Currently, a combination of surgery and chemotherapy or radiation therapy is the most common treatment for breast cancer; however, poor prognosis and relapse still occur frequently in patients with distant metastases (13). Although advanced targeted cancer therapy and neoadjuvant therapy are constantly emerging, they are associated with several limitations for blocking cellular migration (14–17). ST5 shows differentially expression in tumorigenic and nontumorigenic somatic cell hybrids of Hela cells, implying ST5 might affect tumorigenesis (18). In the present study, ST5 upregulation abolished tumor migration of breast cancer cells and hypermethylated ST5 might implicated in this progression. Probably, ST5 acts as a potential therapeutic target for metastatic breast cancer.
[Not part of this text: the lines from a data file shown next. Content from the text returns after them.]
PR #416, opened 2026-06-06
feat(#332): penetration prior-predictive intervals — completes the headline set

ELares:
Propagates the same uniform PRCC prior through the **last headline family** — the tissue-specific drug penetration (the manuscript's 40% in 2D → 12.1% / 2.6% / 1.8% vessel-wall RSL3 kill). With this, **all four headline families** now read as prior-predictive intervals (single-cell + Bliss + sim-tme + penetration); only the data-conditioned ABC posterior remains, blocked on #330.

## What
- **Rust**: wires the #331 `FERRO_PARAM_OVERRIDES` hook into `sim-tissue-pk`'s `main()` (mirroring sim-tme/sim-combo-mech). **Env unset → no overrides → byte-identical** (verified: default `tissue_pk_summary.json` unchanged, so the penetration figure data is untouched).
- **Harness**: `headline_uncertainty.py --headline penetration` runs `sim-tissue-pk` (~4 s/run) per draw and collects the RSL3-like vessel-wall death rate for each tissue via a shared `run_tissue_pk_observables` / `extract_tissue_pk_observables`. Defensive per-tissue NaN partition.
- **Result (300 draws, 0 failed):** every tissue's vessel-wall kill carries a **very wide** interval (well-vasc median 0.23 ~[0.00, 0.93]; poorly-vasc 0.08 ~[0.00, 0.83]; CNS/BBB 0.04 ~[0.00, 0.77]) because the bistable RSL3 switch dominates — but the **across-tissue ordering (well > poorly > CNS) is preserved across the prior**, so the penetration-gradient *direction* is parameter-robust, the absolute magnitudes are not.

## Scope / honesty
- The transport params (penetration length, vascular permeability, ECM tortuosity) are held at their **fixed, uncalibrated per-tissue presets** — this interval is the *biochem-rate* uncertainty at each tissue scenario; the transport params have no documented range table so are not swept (flagged in the report). Prior-predictive, not a posterior (blocked on #330).
- Manuscript §5 updated (penetration now reported; only the ABC posterior deferred); v1.tex regenerated, local pdflatex builds clean (129 pp).

## Verify
+3 pure unit tests (`_partition_penetration` NaN/missing-key/failure). Full pytest **169 green**; guard 167→169 + docs 179→181; cargo fmt clean. Regenerate: `python scripts/headline_uncertainty.py --headline penetration` (~2 min).

refs #332


ELares:
## Adversarial review addressed (commit bb6d1f74)

4 confirmed (1 should-fix + 3 nits), all fixed:

1. **(should-fix) The "ordering preserved across the prior" claim was asserted, not shown.** The per-tissue 95% intervals overlap almost completely (the biochem prior dominates the spread), so the marginals + medians alone don't establish well>poorly>CNS. The ordering is a **within-draw paired** property (each draw applies the same biochem override to all three tissues at decreasing fixed vessel-wall concentration 0.8/0.4/0.15). **Fixed**: a pure `_ordering_preserved_fraction` computes the per-draw monotone fraction *before* the marginal partition discards the pairing — **well≥poorly≥CNS held in 300/300 draws**. The report, manuscript §5, CLAUDE.md, and the CLI now state this data-backed paired result + the mechanism. +2 unit tests (one detects a per-draw inversion the marginals would hide).
2. **(nit)** PR-body test count corrected (+4, not +3).
3. **(nit)** module docstring no longer calls penetration a "deferred extension" — implemented, with usage + output path added.
4. **(nit)** `write_tme_report`'s scope sentence (and the committed tme report, hand-mirrored since the numbers are deterministic) no longer mislabels penetration as "pure-Python"/"remaining".

Full pytest **171 green**; guard 169→171 + docs 181→183; local pdflatex builds clean (129 pp). Penetration marginals unchanged (deterministic). Rust hook + byte-identity unchanged from the first push.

ST5 is differential expression in several gynecological oncology (8, 11). ST5 (P70kD) decreases tumorigenicity in HeLa cells, implying it may serve as a cancer suppressor gene (10, 19). Here, the decline of full length ST5 was observed in human breast cancer, particularly in invasive breast cancer cells. The finding firstly demonstrates ST5 (P126kD) shows differential expression among normal mammary epithelial cells, non-invasive and invasive breast cancer cells. However, the data does not detect the alterations of the other two variants among these cell types. Interestingly, the high invasive capability cell line SKBR3, which is ER- and progesterone receptor (PR)-negative but HER2-positive, also presented lower ST5 levels than TNBC cells (MDA-MB-231). On the basis of analysis results from bc-GenExMiner v4.4, ST5 status also appeared a significant decline in HER2-positive breast cancer patients (n = 661) compared to that in HER2-negative patients (n = 3582) (Fig. S3). The data imply a potential association between HER2 and ST5 in breast carcinogenesis which still needs to study further. Additionally, ST5 (P70kD) is correlated with decreased tumorigenic phenotype in mammalian cells, with a restoration in their transformed phenotype and contact-dependent growth (9, 20). Based on our present data, full length of ST5 (P126kD) also possessed the inhibition effect on biological behavior of invasive breast tumor cells, though previous study has indicated that ST5 (P126kD) promoted metastatic behavior of normal breast epithelial cell (12). Of note, in our data, we did not exclude the impact of ER that was expressed in MCF-7 cells, but not in MDA-MB-231 cells. Whether overexpression of ST5-mediated antitumor effect is prevented by the presence of ER in MCF-7 cells remains unclear.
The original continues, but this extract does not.